One of the breads we bought and shared with my mother-in-law was what Burdan calls a "
German Rye Plain": a 50% rye and 50% wheat loaf, with a lovely thin, flexible tawny coloured crust (
the loaves on the third shelf down in the picture above).
I want to say only nice things about Burdan's bakery, because I appreciate what he is trying to do. So I want to go on record here and say that it is not fair for me to zero in on just one of Christian Burdan's loaves, purchased at the end of the day, and the end of the week, and make any sort of critique or statement about his bread or abilities as a baker. That's absurd. But I want to talk about this particular bread, because that is what I first experienced, and this loaf intrigued me. And though I'm discussing Burdan's bread a little, this is mostly a blog about my own bread, so eventually I'll be blabbing on more about my own loaves than his. And I'll be writing about what I've learned about bread after examining and trying his loaves, and thinking about how it was made.
I have no idea when this loaf of his was baked, but I have to admit that to me it seemed a bit stale. And stale bread lacks flavour -- which seemed to me to raise serious questions about Burdan's technique of sealing in the flavour with a 15 minute crust. "Different parts of Germany, and Germans from different areas prefer different kinds of bread," my wife's mother patiently explained to me, later. She referred to some friends of hers who originally haled from the Ruhr area who always let their bread become
quite stale before they used it. "Maybe that is the kind of bread that he likes, or that is the kind of bread that was demanded of him in his bakery in Germany," she suggested.
I tried to keep an open mind about the cultural shift I was experiencing with his loaf.
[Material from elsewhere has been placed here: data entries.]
Issue #1284, opened 2019-05-31
[feature]: When a user hovers over or presses into a toast the timeout should pause


sirugh:
**Is your feature request related to a problem? Please describe.**
When a user hovers on a toast or clicks in a toast (not the dismiss/cta) or presses on it as in a mobile press to copy the text we should **pause** the timeout. Imagine a short-living toast that has some text a user wants to copy so they click into it to copy but it disappears. That would be frustrating!

**Describe the solution you'd like**
[react-toast-notifications](https://github.com/jossmac/react-toast-notifications) has an interesting take, basically they wrap their toasts with a controller that manages the state. We can do something like that but it's probably something that should live in the presentation layer which may add complexity. **Specifically** the removal timeout is created/removed within the action/reducer but pausing a timeout would live in the display, which means we probably are going to need to refactor how timeouts are managed.

**Describe alternatives you've considered**
Current alternative is that a toast with information that a user may want to copy (like an error) should have a long `timeout` value for now.

**Please let us know what packages this feature is in regards to:**
- [x] `venia-concept`
- [ ] `pwa-buildpack`
- [x] `peregrine`
- [ ] `pwa-devdocs`
- [ ] `upward-js`
- [ ] `upward-spec`

supernova-at:
Desired UX likely includes pausing **all** toast timeouts on hover of any individual toast.

If a user is attempting to copy the text of the third toast in a list of seven, and other toasts below it start disappearing because their timeout expires, that would be frustrating as well.

jflanaganuk:
#mmuk2019

awilcoxa:
Moving to backlog, toasts feature is working as designed. This enhancement adds value but currently not a high priority. Will re-evaluate for future release.

PR #1368, opened 2019-06-18
Feature/1284 user hovering toasts

jflanaganuk:
## Description
Toasts now do not timeout when the user hovers over the container of the toasts, allowing them to copy text if needed etc.
The timeout then resumes if the user moves out of the toast container

## Related Issue
Closes #[1284](https://github.com/magento-research/pwa-studio/issues/1284).

## Verification Steps
1. Run venia storybook and go to existing story "Non-dismissable toasts that timeout"
2. Hover over the toast and see it should remain
3. Hover outside of all the toasts and see it should fade as expected

## How have YOU tested this?
1. Ran venia storybook with existing story "Non-dismissable toasts that timeout"
2. Hovered over a toast and saw it remain
3. Hovered outside of all the toasts and saw it fade as expected

## Checklist:

### DIFF
--- a/packages/peregrine/src/Toasts/useToasts.js
+++ b/packages/peregrine/src/Toasts/useToasts.js
@@ -78,6 +78,7 @@ export const useToasts = () => {
      *
      * @returns {Number} id - the key referencing the toast in the store
      */
+    let allowToastToDie = true;
     const addToast = useCallback(
         toastProps => {
             const {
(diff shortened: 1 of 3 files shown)


packages/peregrine/src/Toasts/useToasts.js
```diff
@@ -116,16 +117,28 @@ export const useToasts = () => {
             const handleAction = () =>
                 onAction ? onAction(() => removeToast(id)) : () => {};
 
-            // A timeout of 0 means no auto-dismiss.
+            const pauseToast = () => {
+                allowToastToDie = false;
```
sirugh: This value will be lost on a re-render. We shouldn't use variables outside of the callback's scope.

packages/peregrine/src/Toasts/useToasts.js
```diff
@@ -169,9 +197,11 @@ export const useToasts = () => {
         () => ({
             addToast,
             dispatch,
-            removeToast
+            removeToast,
+            pauseAllToasts,
```
sirugh: If you are going to add functions to the toast api you need to add to the jsdoc above.

sirugh:
I'm going to close this, it's referenced in the issue. #1284, but whomever picks this up we need to probably design this out before writing any code :)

I bet when the loaf is fresh, the taste is spectacular. But when I got it, I found the bread good, but merely mild tasting. For a sourdough, I didn't detect in his loaves the full complex flavours that my own wild cultures imparted to bread. It was of course, better than anything you could buy in a supermarket, hands down.
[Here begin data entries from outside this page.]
PR #1382, opened 2019-06-24
useDOMQuery and usePageTitle custom hooks.

revanth0212:
## Description
This change adds 2 new hooks, 1 for DOM Manipulation and the other that uses the DOM Manipulation hook to change the page title.

## Related Issue
Closes https://github.com/magento-research/pwa-studio/issues/422


magento-cicd2:
[CLA assistant check](https://cla.dev.magento.com/magento-research/pwa-studio?pullRequest=1382) <br/>Thank you for your submission, we really appreciate it. Like many open source projects, we ask that you sign our [Contributor License Agreement](https://cla.dev.magento.com/magento-research/pwa-studio?pullRequest=1382) before we can accept your contribution.<br/><hr/>**Revanth Kumar Annavarapu** seems not to be a GitHub user. You need a GitHub account to be able to sign the CLA. If you have already a GitHub account, please [add the email address used for this commit to your account](https://help.github.com/articles/why-are-my-commits-linked-to-the-wrong-user/#commits-are-not-linked-to-any-user).

packages/peregrine/src/hooks/useDOMQuery.js
```diff
@@ -0,0 +1,48 @@
...
+ * to find all elements.
+ *
+ * @param {string} queryString
+ * @return Array<HTMLElement> and {
+ *  setInnerHTML: (string) => void,
+ *  setInnerText: (string) => void,
+ *  setAttribute: (string, any) => void
+ * }
+ */
+export const useDOMQuery = queryString => {
```
supernova-at: Since the term "query string" is very much tied to the URL, can we rename this variable `selector` or `querySelector`?

packages/peregrine/src/hooks/useDOMQuery.js
```diff
@@ -0,0 +1,48 @@
...
+    const [elements, setElements] = useState([]);
+    useEffect(() => {
+        setElements(findDOMElements(queryString));
+    }, []);
+    const setInnerHTML = useCallback(
+        content => {
+            elements.forEach(element => {
+                element.innerHTML = content || element.innerHTML;
```
supernova-at: Do we need this `||` here? Why would anyone pass in falsy `content`?

If we do need it, consider 

```js
if (content) {
 // forEach here
}
```

It will save some time if we have a lot of `elements` - we can just skip the entire iteration since we won't be updating anything anyway.

packages/peregrine/src/hooks/useDOMQuery.js
```diff
@@ -0,0 +1,48 @@
...
+            });
+        },
+        [elements]
+    );
+    const setInnerText = useCallback(
+        content => {
+            elements.forEach(element => {
+                element.innerText = content || element.innerText;
```
supernova-at: Can apply the same optimization as above with this one too.

packages/peregrine/src/hooks/__tests__/useDOMQuery.spec.js
```diff
@@ -0,0 +1,58 @@
...
+                newHTML={newHTML}
+                newName={newName}
+            />,
+            { attachTo: window.domNode }
+        );
+        return new Promise(resolve => {
+            setTimeout(() => {
+                resolve();
+            }, 0);
+        }).then(() => {
```
supernova-at: There has to be a better way to do this 😆

packages/peregrine/src/hooks/useDOMQuery.js
```diff
@@ -0,0 +1,48 @@
...
+ *  setInnerText: (string) => void,
+ *  setAttribute: (string, any) => void
+ * }
+ */
+export const useDOMQuery = queryString => {
+    const [elements, setElements] = useState([]);
+    useEffect(() => {
+        setElements(findDOMElements(queryString));
+    }, []);
+    const setInnerHTML = useCallback(
```
zetlen: What if the caller wants to delete the contents of the element?

packages/peregrine/src/hooks/__mocks__/useDOMQuery.js
```diff
@@ -0,0 +1,29 @@
+import React, { useEffect } from 'react';
+
+import { useDOMQuery } from '../useDOMQuery';
+
+export const TestValidComponent = ({ newText, newHTML, newName }) => {
+    const [, { setInnerText }] = useDOMQuery('#div1');
```
supernova-at: Files in the `__mocks__` folder are really to mock functionality. In other words, if `useDOMQuery` did some expensive operation and you wanted to provide a mock implementation that didn't do that expensive operation for testing purposes, you would put that code in this file.
See https://jestjs.io/docs/en/manual-mocks. 

What you have here are more like `fixtures` or mock data, which we usually put into a `__fixtures__` directory instead.

packages/peregrine/src/hooks/useDOMQuery.js
```diff
@@ -0,0 +1,48 @@
...
+        content => {
+            elements.forEach(element => {
+                element.innerHTML = content || element.innerHTML;
+            });
+        },
+        [elements]
+    );
+    const setInnerText = useCallback(
```
zetlen: You may understand hooks better than me. The collection of elements will likely change identity every time. Why do we need `useCallback` here?

packages/peregrine/src/hooks/__mocks__/useDOMQuery.js
supernova-at: Ideally all the logic for the test resides in the actual `.spec.js` test file, not the fixture. The fixture would just return the JSX you're going to test against:

```jsx
    return (
        <React.Fragment>
            <div id="div1">{'I am Test Div 1'}</div>
            <div id="div2" name="oldName">
                {'I am Test Div 2'}
            </div>
        </React.Fragment>
    );
```

If it's small enough (like this one), you can inline it directly into the `.spec.js` file as well.

packages/peregrine/src/hooks/__tests__/useDOMQuery.spec.js
```diff
@@ -0,0 +1,58 @@
...
+            const div1 = wrapper.find('#div1').getDOMNode();
+            const div2 = wrapper.find('#div2').getDOMNode();
+            expect(div1.innerText).toBe(newText);
+            expect(div2.innerHTML).toBe(newHTML);
+            expect(div2.getAttribute('name')).toBe(newName);
```
supernova-at: These assertions are hard to reason about because the logic is spread between two files.

Each unit test should test one distinct thing. In this case, it would be something like:

```js
// 1. Setup / prepare the test if needed

// 2. Call the function under test
const [, { setInnerText }] = useDOMQuery('#div1');
setInnerText(newText);

// 3. Make your assertions
expect(div1.innerText).toBe(newText);
```

packages/peregrine/src/hooks/__tests__/useDOMQuery.spec.js
supernova-at: I'm assuming this will go away after removing `Enzyme` anyway

packages/peregrine/src/hooks/usePageTitle.js
```diff
@@ -0,0 +1,17 @@
...
+ */
+export const usePageTitle = () => {
+    const [, { setInnerText }] = useDOMQuery('title');
+    const updateTitle = useCallback(
+        newTitle => {
+            setInnerText(newTitle);
+        },
+        [setInnerText]
+    );
+    return updateTitle;
```
supernova-at: In an effort to keep some consistency between hooks, can we have this return an array of the current value and an updater?

Ex: 
```js
const [elements, { setInnerText }] = useDOMQuery('title');
const titleElement = elements[0];

// other stuff

return [titleElement.innerText, updateTitle];
```

packages/peregrine/src/hooks/__tests__/usePageTitle.spec.js
```diff
@@ -0,0 +1,39 @@
...
+
+import { usePageTitle } from '../usePageTitle';
+
+const TestComponent = ({ newTitle }) => {
+    const updateTitle = usePageTitle();
+    useEffect(() => {
+        updateTitle(newTitle);
+    }, [updateTitle]);
+    return <React.Fragment />;
+};
```
supernova-at: This is much better, yes :)

packages/peregrine/src/hooks/__tests__/useDOMQuery.spec.js
```diff
@@ -0,0 +1,58 @@
+import React from 'react';
+import { mount } from 'enzyme';
+
+import {
+    TestValidComponent,
+    TestInvalidComponent
+} from '../__mocks__/useDOMQuery';
+
+describe('Unit testing useDOMQuery hook.', () => {
```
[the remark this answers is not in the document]
supernova-at: > We try to avoid using describe

This is news to me, lol. For some files (like our `asyncActions`) that have a ton of functions that they're testing (and a handful of tests for each function), I've been wrapping each function's tests in a `describe` block. It also helps for having variables that are scoped only to that `describe` function.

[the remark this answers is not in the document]
supernova-at: But for test files that only have a handful of test cases like this, I agree that the `describe` block is overkill.

packages/peregrine/src/hooks/__mocks__/useDOMQuery.js
```diff
@@ -0,0 +1,29 @@
+import React, { useEffect } from 'react';
```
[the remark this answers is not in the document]
revanth0212: Actually my bad. Shouldn't have put them in mocks folder. They are not snapshots/mocks. They are actually the examples that I will be using to test the hooks.

packages/peregrine/src/hooks/__tests__/useDOMQuery.spec.js
```diff
@@ -0,0 +1,58 @@
+import React from 'react';
+import { mount } from 'enzyme';
```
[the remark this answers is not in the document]
revanth0212: I have tried using `react-test-renderer` but unfortunately, it is not working as enzyme's `mount` which is a full dom render. It is only rendering components and leaving them in the react world but since we are directly manipulating DOM and bypassing react middle layer, the changes are not showing up in the output. For instance, when I did this:

```
act(() => {
  ReactDOM.render(
    // or TestRenderer.create
    <TestValidComponent
      newText={newText}
      newHTML={newHTML}
      newName={newName}
    />,
    container
  );
});
```

The output looked like this:

```
[
  { type: "div", props: { id: "div1" }, children: ["I am Test Div 1"] },
  {
    type: "div",
    props: { id: "div2", name: "oldName" },
    children: ["I am Test Div 2"]
  }
];
```

I was not able to get full dom output from the renderer.

packages/peregrine/src/hooks/__tests__/useDOMQuery.spec.js
```diff
@@ -0,0 +1,58 @@
...
+
+import {
+    TestValidComponent,
+    TestInvalidComponent
+} from '../__mocks__/useDOMQuery';
```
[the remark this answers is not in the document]
revanth0212: My bad. I am not mocking the implementation here. `__mocks__` are just examples or mock data that I am using for testing the hooks.

packages/peregrine/src/hooks/useDOMQuery.js
revanth0212: Collection of elements will only change on the component creation and component mount but component itself might be re-rendered multiple times depending on the parent's implementation. I realized we don't need to recreate all the helper functions on every render. This is based on the assumption that state variables references are memoized internally when we use `useState` and only change when its setter is used. Correct me if I am wrong.

revanth0212: When I said component in the above context, I meant the hook.

packages/peregrine/src/hooks/__tests__/useDOMQuery.spec.js
revanth0212: Unfortunately no 😭

packages/peregrine/src/hooks/useDOMQuery.js
supernova-at: > User can set it to the empty string '' to delete all content.

Careful, in JavaScript the empty string is falsy 😉

packages/peregrine/src/hooks/usePageTitle.js
jimbo: @supernova-at Good suggestion.

packages/peregrine/src/hooks/useDOMQuery.js
```diff
@@ -0,0 +1,48 @@
...
+ *  setInnerHTML: (string) => void,
+ *  setInnerText: (string) => void,
+ *  setAttribute: (string, any) => void
+ * }
+ */
+export const useDOMQuery = querySelector => {
+    const [elements, setElements] = useState([]);
+    useEffect(() => {
+        setElements(findDOMElements(querySelector));
+    }, []);
```
jimbo: The array of dependencies is missing `querySelector` here, so the effect would never run again, even if `querySelector` changes.

packages/peregrine/src/hooks/useDOMQuery.js
```diff
@@ -0,0 +1,48 @@
...
+ *
+ * @param {string} querySelector
+ * @return Array<HTMLElement> and {
+ *  setInnerHTML: (string) => void,
+ *  setInnerText: (string) => void,
+ *  setAttribute: (string, any) => void
+ * }
+ */
+export const useDOMQuery = querySelector => {
+    const [elements, setElements] = useState([]);
```
jimbo: Unfortunately, I believe this is a memory leak. Storing references to DOM nodes in state will [prevent them from being collected](https://developers.google.com/web/tools/chrome-devtools/memory-problems/#discover_detached_dom_tree_memory_leaks_with_heap_snapshots), even if React removes those nodes from the DOM.

packages/peregrine/src/hooks/useDOMQuery.js
jimbo: @zetlen is asking the right question here. Re-implementing a subset of the `Element` API as callbacks is a mistake; this is an incomplete abstraction, and to complete it we'd have to add more and more callbacks until we covered 100% of the API, at which point we would have a large amount of code adding no value.

revanth0212: My bad. Fixed it. But you can still send an empty string to clear.

packages/peregrine/src/hooks/__tests__/useDOMQuery.spec.js
revanth0212: Cleaned it up. If in the future we can find a cleaner solution to this, it will be easy to delete unnecessary code.

revanth0212:
> Unfortunately, I think `useDOMQuery` is a step in the wrong direction here, as written.

@zetlen had a bigger picture for this hook. He should be able to explain it much better than me.

> It seems like useDOMQuery was written specifically for usePageTitle.

In this PR it looks like this is only for page title but page title hook acts as an example of how to use the dom query hook as well as a custom hook.

> findDOMElements doesn't add anything over document.querySelectorAll()

Ideally speaking this hook is more of a way to query a DOM element once and perform manipulations/actions on it in the future. The component that uses this hook can pass it down to its children and they don't need to worry about querying or knowing the query string/selector. All they need to know is that an action will be provided to them which they can use to manipulate the DOM. I am totally against the idea of directly manipulating the DOM but this should be used in cases where there is no other option.

Obviously, we will not be able to provide all the actions that can be performed over DOM elements, hence we are exposing the elements array so the user can use it as an escape hatch. But you are right, it not in our best interest to expose the DOM. But at the end of the day, any developer can use the querySelector functionality to get access to the DOM anyway.

packages/peregrine/src/hooks/useDOMQuery.js
revanth0212: That is by design I feel. User should not be using the same hook for different queries. User can create different hooks for different query selectors. Let me know if that design needs to change.

jimbo:
> @zetlen had a bigger picture for this hook. He should be able to explain it much better than me.

Sure. This PR illustrates how one might be able to perform DOM queries with a custom hook, but also why it's not a good idea to do so. It's possible to do it, but better to not do it. We don't *need* this hook.

> Ideally speaking this hook is more of a way to query a DOM element once and perform manipulations/actions on it in the future.

Yes, that's exactly what this hook is, but no, that's not ideal. We don't want to hold references to DOM elements in order to later perform actions on them. And in truth, we don't want to query and manipulate the DOM at all.

> I am totally against the idea of directly manipulating the DOM but this should be used in cases where there is no other option.

Excellent. I do think there are other options, and we should look for one one instead of manipulating the DOM here.

> But you are right, it not in our best interest to expose the DOM. But at the end of the day, any developer can use the querySelector functionality to get access to the DOM anyway.

On the contrary, I do think it's in our best interest to expose the DOM, if that's what we're working with. DOM elements have a [powerful API](https://developer.mozilla.org/en-US/docs/Web/API/Element), so in the extremely rare situations where we operate on them, we shouldn't try to constrain that API to some subset of "most common" methods, even as a convenience.

packages/peregrine/src/hooks/__tests__/useDOMQuery.spec.js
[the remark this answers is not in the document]
zetlen: See, I told you we didn't make those conventions clear enough.

The reason we don't like to use them is that they're harder to find in the codebase using global text search.

```js
describe('the wheels on the bus', () => {
  it('go round and round', () => {
  })
})
```

The tree of describe/describe/it turns into a concatenated test description in the reporter. So this test appears in the log as `the wheels on the bus go round and round`, but if I search for that exact string I come up empty.

And the only thing we seem to get in return is indentation! So that's why. I'm open to counterargument as always.

zetlen:
@jimbo is making good points as always. For posterity, here's what my thought process was:

1. The document head may be rendered by React in the future
2. Long-running references to DOM elements are unsafe already, doubly so within the React root
3. Future integrations may want an "escape hatch" that gives them DOM elements
4. It should re-run the DOM query every time it is called in `useEffect`, so the element refs are always fresh
5. To discourage keeping stale elements around, we shouldn't directly expose them but expose a limited set of getters and setters

My thought process might not hold up under scrutiny. Plus, in an outside channel you just linked to [this article about `react-head`](https://jeremygayed.com/making-head-tag-management-thread-safe-with-react-head-323654170b45), which makes a strong case for using that library--it's designed with modern React in line, unlike Helmet, and it works with SSR.

@revanth0212 I think this is still wise to implement as a hook, but I think we should see how it feels using `react-head` and exposing it through a hook API if possible/necessary.

Sorry I led you astray on this contribution!

jimbo:
@revanth0212 I'm going to close this PR. If people want to query the DOM, they should do so with standard web APIs, not a hook.

As for the goal here—writing to the document head—I recommend creating a spike that uses `react-head`, which renders a portal and uses a context provider to allow elements to update it. Each page should be able to use that library's components to affect the document title and metadata as necessary.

On the plus side, I found that Burdan's 50:50 loaf stands up to a
very thin slicing. I asked them not to slice it for me, as I was hoping it might keep a bit longer. You will need a good bread knife if you choose this option. I like this bread lightly toasted, but it is also strong enough to support sandwich items even when sliced thinly, without toasting. It continued to stale further over the next few days, and to me it seemed to be staling much faster than my home-made loaves. I began to search for everything I had ever learned about staling of bread to try to understand what was going on;
probably what I learned will be written in a later blog.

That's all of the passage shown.